Fico feliz em poder me comunicar com vocês, mas quando mandarem correspondências em minha caixa de correio, por favor, assinem, identifiquem seu eu...

De qualquer maneira, encaro com bons olhos as manifestações poéticas que retratam o cotidiano de um profissional como você. Sim, de ‘Você’ que me escreveu:

Se identifique na próxima, quem sabe não possamos trocar experiências comuns, versos e afetos.

E para você que não me escreveu segue a experiência deste legítimo poeta, deste anônimo que me tocou e fez em palavras uma demonstração verídica do dia-a-dia do poeta:

Lucas Limberti

Ego sum anonimous:

Eu perdi uma porcaria de uma poesia por causa de uma ligação do provedor Terra...

Veramente meu caro, as pessoas não entendem os poetas que lidam intensamente com a discriminação.

Nós trabalhamos com o sopro de Baco ao pé do ouvido, com trago de uva ao canto da boca.

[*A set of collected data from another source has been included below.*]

PR #1433, opened 2017-11-13
@eessex => Fixes related articles panel links

kanaabe:
Addresses https://waffle.io/artsy/publishing/cards/59fc727221451400241101bf

It looks like we were wrapping the `articleFeed` results with the presenter, but missed the ones fetched from `related_article_ids`.


eessex:
This looks good to me!

Issue #1412, opened 2017-11-07
DropDown list component


eessex:
A wrapper to contain dropdown headers and their components, that can control what panels are open or not.

PR #1436, opened 2017-11-14
@kanaabe => Dropdown list component

eessex:
Adds component DropDownList, which wraps children the existing DropDownItem component, and handles the open/closed state for each item. 

Also updates Gucci and Display admin to use this component.

Closes https://github.com/artsy/positron/issues/1412


client/components/drop_down/drop_down_item.jsx
```diff
@@ -0,0 +1,67 @@
...
+  to {
+    max-height: 100%;
+    opacity: 1;
+  }
+`
+const DropDownItemContent = styled.div`
+  animation-name: ${navKeyframes};
+  animation-duration: 1s;
+  animation-timing-function: ease;
+`
```
kanaabe: In trying to debug the Gucci header, I found that the use of animation wasn't really necessary for these kinds of CSS movements. When you have two states -- closed + open item, it's a lot easier to manage something like `data-state=open` with `transition` instead. With this, we only get an animation on open, and not for the close. We'd have to create a second animation for the closed state. It also causes unnecessary re-renders of the items.

kanaabe:
I had one comment on the animation, but I think this is good to go otherwise! It's up to you if you want to change it or not.

client/components/drop_down/drop_down_item.jsx
eessex: Tried doing it with data-state, but still ran into some issues because elements are being added/removed from the DOM.  I think https://github.com/reactjs/react-transition-group might offer a solution, but going to save for another time.

kanaabe: Yeah, what I'm proposing is to avoid adding and removing the elements from the DOM. So there's just a simple class or data toggle that shows or hides content with a transition.

client/apps/settings/client/curations/display/index.jsx
```diff
@@ -1,7 +1,7 @@
 import { set } from 'lodash'
 import PropTypes from 'prop-types'
 import React from 'react'
-import DropDownItem from 'client/components/drop_down/index.jsx'
+import { DropDownList } from 'client/components/drop_down/drop_down_list.jsx'
```
damassi: Note that you no longer need to append extensions: https://github.com/artsy/positron/blob/master/webpack.config.js#L111

PR #1441, opened 2017-11-14
@kanaabe => Last section tool is visible

eessex:
Fixes visibility for the last section tool -- also added a check in the component for the last section, and renamed the attr to `data-visible` as opposed to `data-first`.


kanaabe:
Woo! I predict a 10% decrease in support requests 😛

Sem aspiração de reconhecimento próximo, apenas a certeza de que as palavras transformam, mudam, não reformam.

Mas, de qualquer forma é como se fossemos ao escritório, engravatados nas cordas da sociedade. Portanto, o que nos diferencia é o verdadeiro estado de vida, é Marte mostrando a verdade que joga vendaval nas furtivas ondas navegáveis, como se fossemos portugueses em busca das índias, das ninfas... De Vênus.

É escolha por poucos entendida.

Miro-me na poesia como liberdade do meu fogo prisioneiro, do sol que raia beijos em sonho no cosmo conhecido.

Mas, se você ainda acreditar que eu estou brincando, um simples telefonema pode jogar minha inspiração na fossa de sua enfermidade social.

E mesmo assim, perdida a idéia inicial, mostro as garras do meu esforço diário em apertar parafusos de palavras que fazem do acaso um causo.

Reclamo-te, mas não inflamo. Faço do distúrbio, poesia em seu correio.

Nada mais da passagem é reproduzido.